Below are some entries. Copy each line in them that holds "from".

^^^^

PR #132, opened 2018-08-27
Fix linter errors from #131.

nuclearsandwich:
This fixes the linters which have been failing on nightlies over the weekend since #131. 

[Build Status](https://ci.ros2.org/job/ci_linux/5098/)

It may be that we don't care about these issues or have different preferences for resolving them in which case this PR may be amended to provide a different solution.

### DIFF
--- a/launch_testing/launch_testing/__init__.py
+++ b/launch_testing/launch_testing/__init__.py
@@ -21,12 +21,12 @@ from launch.event_handlers import OnProcessExit
 from launch.events import Shutdown
 
 # for backward compatibility
-from launch_testing.legacy import InMemoryHandler  # noqa: F401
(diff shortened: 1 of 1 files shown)


wjwwood:
Thanks!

^^^^

ANSWER FOR THIS EXERCISE –
Fix linter errors from #131.
@@ -21,12 +21,12 @@ from launch.event_handlers import OnProcessExit
 from launch.events import Shutdown
-from launch_testing.legacy import InMemoryHandler  # noqa: F401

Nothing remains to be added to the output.